# Running CM7 Gingerbread, How do I get cityID to work?



## idle0095 (Jul 18, 2011)

Running CM7 gingerbread. How do I get cityid working? Cityid not callercityid. The cityid app that comes with the device.


----------



## Quantas (Jun 30, 2011)

I know that the app is not on the market, I'm pretty sure you need to use a Sense based ROM for it to actually work...


----------



## idle0095 (Jul 18, 2011)

Yah I tried pulling it from the dump but it wont install.


----------



## Quantas (Jun 30, 2011)

yeah, it probably needs something from the Verizon framework or the Sense framework to work, just like MyVerizon and NFL Mobile....


----------



## idle0095 (Jul 18, 2011)

Dame it. I loved that app.
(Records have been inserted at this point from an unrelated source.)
Issue #3485, opened 2024-02-27
Are `WindowedTimeAverage`s working properly when picking up simulations?


tomchor:
I've been using `WindowedTimeAverage`s for my simulations (by setting `schedule = AveragedTimeInterval(...)` in a `NetCDFOutputWriter`). I noticed that whenever I run out of walltime and have to checkpoint my simulations, when I pick them up again I get the following warning for each of the time-averaged outputs:

```
┌ Warning: Returning a WindowedTimeAverage before the collection period is complete.
└ @ Oceananigans.OutputWriters /glade/work/tomasc/.julia/packages/Oceananigans/3LHMs/src/OutputWriters/windowed_time_average.jl:201
```
(which comes from [this call](https://github.com/CliMA/Oceananigans.jl/blob/f2511962ca15f3aaf87d2571e3551e59dc05c694/src/OutputWriters/windowed_time_average.jl#L196-L204).)

Does this mean that the time averages aren't being correctly calculated after picking up? I tried following the trail to figure it out but couldn't determine the answer...

glwagner:
I don't think this is done correctly right now. Somehow the `Checkpointer` needs to know about the simulation for this to work. But right now it only saves model properties.

tomchor:
Ah, I see. Sounds like it wouldn't be trivial to add that support.

I guess a workaround to avoid partially-averaged results when picking up would be to set the `Checkpointer` to only write checkpoints when the `TimeAveraged` results are also written. I'm not sure what that would do to other (more frequent) outputs though, since it'd potentially try to write some time steps twice (and not in monotonic ordering)...

glwagner:
> Ah, I see. Sounds like it wouldn't be trivial to add that support.
> 
> I guess a workaround to avoid partially-averaged results when picking up would be to set the `Checkpointer` to only write checkpoints when the `TimeAveraged` results are also written. I'm not sure what that would do to other (more frequent) outputs though, since it'd potentially try to write some time steps twice (and not in monotonic ordering)...

There are two things. One is to fix the flow of information... that's probably pretty easy because we can either 1) make `Checkpointer` a callback or 2) change `write_output!` to have the syntax `write_output(writer, simulation)` here:

https://github.com/CliMA/Oceananigans.jl/blob/643b484e81e0aeb038b3038266912ad051bce9b8/src/Simulations/run.jl#L147

then with a fallback `write_output!(writer, sim) = write_output!(writer, sim.model)`, very little has to change...

[...]

PR #4250, opened 2025-03-20
Checkpointer updates

navidcy:


navidcy:
@glwagner the CI machine seems out of space?

```julia
ERROR: Unable to automatically download/install artifact 'CUDA_Runtime' from sources listed in '/storage5/buildkite-agent/.julia-21600/packages/CUDA_Runtime_jll/iU7vK/Artifacts.toml'.
Sources attempted:
- https://pkg.julialang.org/artifact/59c3479d656c293c66e1a7a26fcb5d860dbe6235
    Error: SystemError: flush: No space left on device
- https://github.com/JuliaBinaryWrappers/CUDA_Runtime_jll.jl/releases/download/CUDA_Runtime-v0.16.1+0/CUDA_Runtime.v0.16.1.x86_64-linux-gnu-cuda+12.8.tar.gz
    Error: SystemError: flush: No space left on device
```

tomchor:
Do the changes here have any impact on https://github.com/CliMA/Oceananigans.jl/issues/3485?

i.e. will it make it easier or harder to make `Checkpointer` play with time-averaged fields?

glwagner:
We should probably at the least address the problem of model vs simulation checkpointing here

navidcy:
@tomchor it shouldn't affect the time-averaging issue in either way I think.

navidcy:
@glwagner, @tomchor so I see in https://github.com/CliMA/Oceananigans.jl/issues/3485 the discussion/proposal is to have `write_output!(sim::Simulation, ...)` instead of `write_output!(model::AbstractModel, ...)`.

We can do that here. But then it means that every time somebody defines a new model (and I'm thinking of ClimaOcean.jl and beyond) then we need to define a new method for `write_output!(sim::Simulation{MyNewModel}, ...)` instead of `write_output!(model::MyNewModel, ...)`, right?

tomchor:
> @glwagner, @tomchor so I see in #3485 the discussion/proposal is to have `write_output!(sim::Simulation, ...)` instead of `write_output!(model::AbstractModel, ...)`.
> 
> We can do that here. But then it means that every time somebody defines a new model (and I'm thinking of ClimaOcean.jl and beyond) then we need to define a new method for `write_output!(sim::Simulation{MyNewModel}, ...)` instead of `write_output!(model::MyNewModel, ...)`, right?

I think so, but wouldn't a fallback like `write_output!(simulation) = write_output!(simulation.model)` take care of this?

glwagner:
> > @glwagner, @tomchor so I see in #3485 the discussion/proposal is to have `write_output!(sim::Simulation, ...)` instead of `write_output!(model::AbstractModel, ...)`.
> > We can do that here. But then it means that every time somebody defines a new model (and I'm thinking of ClimaOcean.jl and beyond) then we need to define a new method for `write_output!(sim::Simulation{MyNewModel}, ...)` instead of `write_output!(model::MyNewModel, ...)`, right?
> 
> I think so, but wouldn't a fallback like `write_output!(simulation) = write_output!(simulation.model)` take care of this?

Yeah no I think we can have a pretty small PR that simply changes the meaning of `write_output!`. A few lines are all that's needed:

```julia
write_output!(writer, sim::Simulation) = write_output!(writer, sim.model)
```

and then I think 2-3 places in `Simulations` where we call `write_output!`.

I'd prefer if that was self-contained, we should avoid the temptation to make PRs bigger than needed.

The trickier part (but not the hardest thing ever in the world) is to design an interface for checkpointing callbacks, diagnostics, and output writers.

src/OutputWriters/checkpointer.jl
```diff
@@ -5,32 +5,60 @@ using Oceananigans: fields, prognostic_fields
...
 end
 
-function default_checkpointed_properties(model)
-    properties = [:grid, :particles, :clock, :timestepper]
-    #if has_ab2_timestepper(model)
-    #    push!(properties, :timestepper)
-    #end
-    return properties
-end
+default_checkpointed_properties(model) = [:grid, :particles, :clock, :timestepper]
```
simone-silvestri, line 19: I would add the timestepper only if we use AB2, in the end RK3 does not require it.

src/OutputWriters/checkpointer.jl
```diff
@@ -7,30 +7,58 @@ using Oceananigans.TimeSteppers: QuasiAdamsBashforth2TimeStepper
...
 
 has_ab2_timestepper(model) = try
     model.timestepper isa QuasiAdamsBashforth2TimeStepper
 catch
     false
 end
 
+# Certain properties are required for `set!` to pickup from a checkpoint.
+function required_checkpointed_properties(model)
+    properties = [:grid, :particles, :clock]
```
simone-silvestri, line 29:
```suggestion
    properties = [:grid, :clock]
```
I wouldn't say `:particles` are necessary. However, also here we can make the default nothing and extend the `required_checkpointed_properties` in models (after #4530 is merged)

navidcy:
This PR includes few useful updates/refactors for Clock and I'm quite tempted to remove the Checkpointer things, merge and continue with Checkpointer in a new PR. What do you think?

tomchor:
> This PR includes few useful updates/refactors for Clock and I'm quite tempted to remove the Checkpointer things, merge and continue with Checkpointer in a new PR. What do you think?

I'm all for simple PRs!

navidcy:
https://github.com/CliMA/Oceananigans.jl/pull/4637 attempts to separate the Clock enhancements

glwagner:
I think this is superceded by #4892, so we can close it. @navidcy please re-open if this is an error!

PR #4260, opened 2025-03-23
Try removing `LeftBias` and `RightBias` in favor of `true` and `false`

simone-silvestri:
might help with the issue found here
https://github.com/PRONTOLab/GB-25/blob/min-wm/ocean-climate-simulation/minimal_calculate_Gv.jl


simone-silvestri:
confirming that, indeed, with this change, https://github.com/PRONTOLab/GB-25/blob/min-wm/ocean-climate-simulation/minimal_calculate_Gv.jl yields same results for reactant and CPU architectures

simone-silvestri:
Probably not needed anymore

wsmoses:
yeah it's no longer necessary for correctness

glwagner:
I was wondering if this is a positive improvement though, because it removes one level of ifelse. Maybe not important in the near term, but who knows what comes down the line.

glwagner:
i don't think we want this, @simone-silvestri open if i'm wrong

PR #4262, opened 2025-03-23
feat: Distributed Reactant [Take II]

avik-pal:


ext/OceananigansReactantExt/Models.jl
```diff
@@ -1,9 +1,54 @@
...
+
+const ReactantHFSM{TS, E} = Union{
+    HydrostaticFreeSurfaceModel{TS, E, <:ReactantState},
+    HydrostaticFreeSurfaceModel{TS, E, <:Distributed{<:ReactantState}},
+}
 
 initialization_update_state!(::ReactantModel; kw...) = nothing
 
+# We may need this but not sure:
+maybe_extend_halos(TX, TY, grid::ReactantGrid, ::FixedSubstepNumber) = grid
```
simone-silvestri, line 24: This should be removed
```suggestion
```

I didnt even have to pay the $1.99 a month.


----------



## yarly (Jun 22, 2011)

There's a similar free app out there that is no longer made that you can find. The cityid people have a sham patent and threatened to sue the creator. It's called city caller id. I know it was posted a while ago on xda under the thunderbolt apps forums.


----------



## idle0095 (Jul 18, 2011)

Yah I have used that. Not as good as the city id. I wish I was the dev on that app. I would tell cityid to bring it on. Its a shame that the little devs get bullied.


----------



## wxjunkie (Jul 30, 2011)

Props to devs everywhere, but that app should be just that -- an app. Not a monthly fee. It reads the area code and prefix and looks it up on the Web. Big whoop.


----------



## theBonVoyage (Oct 10, 2011)

"wxjunkie said:


> Props to devs everywhere, but that app should be just that -- an app. Not a monthly fee. It reads the area code and prefix and looks it up on the Web. Big whoop.


Dear god I couldn't agree more...nice for a first post, huh?


----------